Error on thermodynamics

Hi,

I am trying to simulate water in a box around a non-movable iron slab. I’ve used the tether to make sure the iron doesn’t move.

However I am not sure why the thermodynamics doesn’t work.
The Log script is attached:

LAMMPS (1 Feb 2014)
units real
atom_style full

read_data Cut_Water.lammps
orthogonal box = (-13.425 -13.277 -29.829) to (15.919 15.682 31.099)
1 by 1 by 1 MPI processor grid
reading atoms …
4067 atoms
0 = max # of 1-2 neighbors
0 = max # of 1-3 neighbors
0 = max # of 1-4 neighbors
1 = max # of special neighbors
velocity all create 10.0 4928459 rot yes dist gaussian

neighbor 1.5 bin

neigh_modify every 1 delay 0 check yes

pair_style lj/cut/coul/cut 12.0
#bond_style harmonic
#angle_style harmonic
#dihedral_style opls

#special_bonds lj/coul 0.0 0.0 0.5

#Assume particle 1=H, 2=O, 3=Ow, 4=Fe, 5=C, 6=N,. The initial configuration file will be written in this format.
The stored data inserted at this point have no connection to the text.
PR #779, opened 2025-02-28
chore: docs on CI reruns

mikewilli:
I wrote up some info on how `[ci rerun-skip]` works and why/when you may or may not want to use it. Any feedback requested, especially to make sure it's clear, (relatively) comprehensive, and not overly complicated.


README.md
```diff
@@ -13,3 +13,51 @@ All metric definitions can and should be referenced in other tooling and their c
...
+metric-hub's CI is configured to detect when a given change would affect experiment analysis, and to automatically rerun analysis for these experiments in certain scenarios. This behavior is not always desirable, and so it can also be overridden using `[ci rerun-skip]`. Continue reading to learn more about the automated rerun scenarios and when you may want to use `[ci rerun-skip]`.
+
+### Automated Analysis Reruns
+
+There are two main scenarios that trigger analysis reruns:
+
+1. Changing default metrics (i.e., in `jetstream/defaults`)
+    * this will trigger a rerun in the affected application of:
+      * **all live** experiments
+      * **completed** experiments that have **ended within the past 90 days**
```
danielkberry, line 29: TIL, I thought it was only live experiments.

danielkberry (approved):
LGTM, thanks for writing this up!

README.md
scholtzan: Should we change it to live experiments only?

scholtzan (approved):

README.md
danielkberry: IMO, yeah, we should.  I think we tend to follow a pattern of "avoid reanalyzing and thus potentially changing past experiment results unless explicitly requested" and this seems to break that.

mikewilli: Yea unless I'm mistaken (and it is late on a Friday, so...) the check for that is here: https://github.com/mozilla/jetstream/blob/main/jetstream/cli.py#L414-L415.

Since this function is used by more than just the CI rerun functionality, we should make sure this won't affect anything else before changing, but in general it should be pretty straightforward to do.

README.md
shell1, line 1: Skip:  
  * if you only care about changes going forward
    * if the only thing changing is statistics
    * if you only care about one analysis window (e.g., overall)
    
    I don't understand lines 38+39.  what does "changes going forward" or statistics mean?
    skip to avoid the cost/time of running the extra analysis for weekly details, if you only need the overall results
    skip if you only need new metrics added that don't have weekly calculations.

shell1: nevermind - i read further and see that "going forward" would just mean it is added for the overall but won't rerun the already analyzed days with the changed file.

pair_coeff 1 1 0.0460 0.400
pair_coeff 1 2 0.0836 1.7753
pair_coeff 1 3 0.0620 1.3000
pair_coeff 2 2 0.1521 3.1507
pair_coeff 2 3 0.1623 3.0550
pair_coeff 2 4 0.1127 2.6754
pair_coeff 3 3 0.1669 2.960
pair_coeff 3 4 0.1180 2.580
pair_coeff 4 4 0.08345 2.200

#bond_coeff 1 450.0 0.9572 #O-H Bond(type 1 bond) parameters, Kr and r_eq- required
#bond_coeff 2 130.0 2.58 #Fe-O bond(type 2 bond) parameter, Kr and r_eq -ZDDP paper, above Table 1

#angle_coeff 1 55 104.52 #H-O-H bond angle parameter(type1 angle), K_theta and theta_eq - required

#dihedral_coeff 1 23.1 23.2 23.3 #Assuming only one type of dihedral interaction, parameters V1, V2, V3 -required

group water type 1 2
2592 atoms in group water
group metal type 3 4
1475 atoms in group metal
#fix 1 all nve
fix 2 water rigid/nph molecule iso 0.5 0.5 1.0
1 rigid bodies with 2592 atoms
fix pull metal spring tether 50.0 0.0 0.0 0.0 25.0

dump 1 all xyz 1 dump.xyz
dump_modify 1 element H, O, O, Fe
thermo_style custom press temp etotal pe ke
thermo 1

timestep 0.0000025
run 100
Memory usage per processor = 24.0472 Mbytes
Press Temp TotEng PotEng KinEng
3.801934e+09 10.214643 1052029.6 1051984.7 44.941115
-1.8177086e+11 34.306509 6.1616814e+08 6.1616799e+08 150.93751
-nan -nan -nan 0 -nan
-nan -nan -nan 0 -nan
-nan -nan -nan 0 -nan

A time 0 pressure of 10^9 indicates a bad initial

conformation or other bad initial condittions,

Which will lead to bad dyanmics.

Steve

Hi Steve

In some simulations, I observed Step = 0 ==> Pressure = -3.12E +13… But didn’t see any nan value, and everything looks fine. Is your comment valid generally for each simulation, or only when nan values appear?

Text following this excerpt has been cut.